Gitanjali (Bengali: গীতাঞ্জলি, lit. ''Song offering'', IPA: [git̪ɑːnd͡ʒoli]) is a collection of poems by the Indian poet Rabindranath Tagore. Tagore received the Nobel Prize for Literature, largely for the English translation, Song Offerings. It is part of the UNESCO Collection of Representative Works. Its central theme is devotion, and its motto is 'I am here to sing thee songs' (No. XV).

Gitanjali
Author
Original titleগীতাঞ্জলি
CountryBritish Raj
LanguageBengali
SubjectDevotion to God
GenrePoem
Publication date
1910
Published in English
1912
Pages104

History

The original Bengali collection of 156/157 poems was published on August 14, 1910.

Reworking in English

The English Gitanjali or Song Offerings is a collection of 103 English prose poems[1], which are Tagore's own English translations of his Bengali poems first published in November 1912 by the Indian Society of London.
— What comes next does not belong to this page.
PR #13414, opened 2020-11-18
Provide different error message when input is empty

mchowning:
Previously, if a user tried to "submit" from the suggestions UI when they had typed nothing in the suggestions field a toast would appear with the message "+ is not a valid crosspost", which struck me as a bit confusing. The message makes sense when the user has typed something: "+something is not a valid crosspost", so this PR just adds a different message ("Please type to filter the list of suggestions.") to be used when the suggestions filter is empty.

It contained translations of 53 poems from the original Bengali Gitanjali, as well as 50 other poems from his other works.[2] The translations were often radical, leaving out or altering large chunks of the poem and in one instance fusing two separate poems (song 95, which unifies songs 89,90 of Naivedya). [3] The English Gitanjali became popular in the West, and was widely translated.[4]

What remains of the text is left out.